Saturday, August 13, 2005

Oh yeah, and there's that, too...

In all this hubbub -- the dissertation, the moving, the family-visiting, the settling-in -- I keep forgetting to think about U.B. Yes, I am taking daily steps to help ensure his/her health, such as napping when Isaac naps, abstaining from caffeine, alcohol, blahdeeblah, and taking my vitamins all like a good little expectant mommy. I blogged earlier that I was having some hellacious morning sickness, like daily, day-long bouts of buzz-killing nausea. Since my defense, that has largely stopped, and only when I don't get much sleep at night do I feel bad. Luckily, Isaac has been sleeping largely through the night, so that sleeplessness crap is mostly my fault. Evidently I also get to be an insomniac with this pregnancy. So there's the only occasional morning sickness (though it does seem to last most of the day when it comes), night waking on my part, and recently the appetite is really starting to ramp up, so much so that I have to have a Hot Pocket before bed or I won't make it through the night. Not too bad, though not as luxurious and nearly symptom-free as when I was preggers with the Isaac.

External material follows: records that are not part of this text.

PR #1924, opened 2018-05-28
Add enum annotation @analyze_usage to opt-in to usage analysis

iburinoc:
Currently only enums that get used as parameters or return values from
API functions get added to constant_sets, which doesn't work well for
Vulkan since so many of the enums are used indirectly through parameter
structs.
This allows any enum to be added to constant_sets by annotating it with
@unique.

Tested by adding @unique to VkMemoryPropertyFlagBits, needed for a WIP
memory breakdown feature.

### DIFF
--- a/gapil/semantic/type.go
+++ b/gapil/semantic/type.go
@@ -512,6 +512,30 @@ func UnsignedInteger(size int32) Type {
 	}
 }
 
+// AsUint64 converts a sized integer value to a uint64.
+func AsUint64(val Expression) uint64 {
+	switch v := val.(type) {
+	case Int8Value:
+		return uint64(v)
+	case Uint8Value:
+		return uint64(v)
+	case Int16Value:
+		return uint64(v)
+	case Uint16Value:
+		return uint64(v)
+	case Int32Value:
+		return uint64(v)
+	case Uint32Value:
+		return uint64(v)
+	case Int64Value:
+		return uint64(v)
+	case Uint64Value:
+		return uint64(v)
+	default:
+		panic(fmt.Sprintf("Attempted to convert %v to uint64", val.ExpressionType()))
+	}
+}
+
 // Underlying returns the underlying type for ty by recursively traversing the
 // pseudonym chain until reaching and returning the first non-pseudoym type.
 // If ty is not a pseudonym then it is simply returned.
--- a/gapil/semantic/type.go
+++ b/gapil/semantic/type.go
@@ -513,26 +513,26 @@ func UnsignedInteger(size int32) Type {
 }
 
 // AsUint64 converts a sized integer value to a uint64.
-func AsUint64(val Expression) uint64 {
+func AsUint64(val Expression) (uint64, bool) {
 	switch v := val.(type) {
 	case Int8Value:
-		return uint64(v)
+		return uint64(v), true
 	case Uint8Value:
-		return uint64(v)
+		return uint64(v), true
 	case Int16Value:
-		return uint64(v)
+		return uint64(v), true
 	case Uint16Value:
-		return uint64(v)
+		return uint64(v), true
 	case Int32Value:
-		return uint64(v)
+		return uint64(v), true
 	case Uint32Value:
-		return uint64(v)
+		return uint64(v), true
 	case Int64Value:
-		return uint64(v)
+		return uint64(v), true
 	case Uint64Value:
-		return uint64(v)
+		return uint64(v), true
 	default:
-		panic(fmt.Sprintf("Attempted to convert %v to uint64", val.ExpressionType()))
+		return uint64(0), false
 	}
 }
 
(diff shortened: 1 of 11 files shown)


gapil/template/constant_sets.go
```diff
@@ -188,6 +188,24 @@ func buildConstantSets(api *semantic.API, mappings *resolver.Mappings) *Constant
 			constsets[p] = b.addLabels(ev.Labels, ev.Ty.IsBitfield)
 		}
 	}
+	for _, e := range api.Enums {
+		unique := false
+		for _, annotation := range e.Annotations {
+			if annotation.Named == semantic.Named("unique") {
+				unique = true
```
apazylbe: break?

gapil/template/constant_sets.go
```diff
@@ -188,6 +188,25 @@ func buildConstantSets(api *semantic.API, mappings *resolver.Mappings) *Constant
...
+				break
+			}
+		}
+		if unique {
```
AWoloszyn: You can simplify this with
if unique := e.Annotations.GetAnnotation("unique"); unique != nil {

gapil/template/constant_sets.go
```diff
@@ -188,6 +188,25 @@ func buildConstantSets(api *semantic.API, mappings *resolver.Mappings) *Constant
...
+			labels := analysis.Labels{}
+			for _, entry := range e.Entries {
+				// Assume the enums are uint32
```
AWoloszyn: Enums only default to U32, they can be specified to be anything.

`Enum.NumberType` specifies the type of the enum. If we want to only support 32-bit for now, that's fine but we should error out of we can't handle it, rather than silently continue.

gapil/template/constant_sets.go
```diff
@@ -188,6 +188,25 @@ func buildConstantSets(api *semantic.API, mappings *resolver.Mappings) *Constant
...
+				if v, ok := entry.Value.(semantic.Uint32Value); ok {
+					labels[uint64(uint32(v))] = string(entry.Named)
```
AWoloszyn: Do we really need the double-cast here?

iburinoc:
Squashed all commits.

AWoloszyn:
Awesome thanks!
It looks great to me, but I would like @ben-clayton  to take a look at this to make sure. He understands the compiler side better than I.

iburinoc:
Done, this change also somewhat depends on #1930, I think the increase in number of enums processed and added to constant_sets made #1929 show up more.

gapis/api/vulkan/api/enums.api
```diff
@@ -91,6 +91,7 @@ enum VkResult {
 }
 
 /// Structure type enumerant
+@analyze_usage
```
AWoloszyn: Is there any reason you are specifically keeping analyze_usage on this enum (and the next)?

iburinoc: They have duplicate values (both have some labels that have <label> and <label>_KHR versions), and so as is constant_sets.go will panic when it encounters them.  I'm open to better solutions to enums with duplicates though.

AWoloszyn: That's fair. This should be ok for now. Those 2 enums are cases where we probably SHOULD be analyzing usage anyway.

AWoloszyn:
Looks good to me. Any comments @ben-clayton

gapil/template/constant_sets.go
```diff
@@ -175,6 +175,41 @@ func buildConstantSets(api *semantic.API, mappings *resolver.Mappings) *Constant
 
 	constsets := map[semantic.Node]*int{}
 
+	for _, e := range api.Enums {
+		if e.Annotations.GetAnnotation("analyze_usage") == nil {
+			labels := analysis.Labels{}
+			for _, entry := range e.Entries {
+				value := uint64(0)
+				switch v := entry.Value.(type) {
```
ben-clayton: This switch also [exists here](https://github.com/google/gapid/blob/master/gapil/analysis/value.go#L413). Please add a `func AsUint64(Expression) (uint64, bool)` function to `gapil/semantic/type.go` next to the other helpers (`IsInteger()`, `IsUnsigned()`, etc)

gapil/template/constant_sets.go
```diff
@@ -175,6 +175,41 @@ func buildConstantSets(api *semantic.API, mappings *resolver.Mappings) *Constant
 
 	constsets := map[semantic.Node]*int{}
 
+	for _, e := range api.Enums {
```
ben-clayton: A comment here explaining what this is doing would be great.

gapil/semantic/type.go
```diff
@@ -512,6 +512,30 @@ func UnsignedInteger(size int32) Type {
 	}
 }
 
+// AsUint64 converts a sized integer value to a uint64.
+func AsUint64(val Expression) uint64 {
```
ben-clayton: Please migrate the other switch statement over to call this function, and return a `(uint64, bool)` pair, where the second is a success or failure.

iburinoc: I did, I think the PR didn't update to show the other file.  Changed to `(uint64, bool)` now 👍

But what bugs me is that, unlike when I was cooking Isaac, I feel that U.B. is not getting the mental attention from myself and Dada that he or she deserves. I don't even really think about being pregnant until I pass a mirror and see my growing beer gut, or until I, almost robotically now, order my latte sans caff. And my constant worry is not for U.B. and getting this or that for the nursery like I did for Isaac, but whether or not Isaac will be cool with U.B. when he/she comes. In our short time as near shut-ins together, Isaac and I have become very tight -- you can tell that he LOVES it that I'm there for him all the time. How will he feel when he, necessarily, can't be the focus of my every thought anymore? And poor U.B., who will never be able to have the 24-hour, constant and undivided attention of Mom and Dad like Isaac enjoys. And let's not even start to think of what might happen if something goes awry with this pregnancy and I get put on (gasp) bed-rest, as I was for a week during my 7th month with Isaac. What's a mom to do?

1 Comments:

Anonymous Anonymous said...

I never think about my own little fetus much. It's just that I have another little person that takes so much time that doing the trivial things such as picking out colors or obsessing over things just can't happen.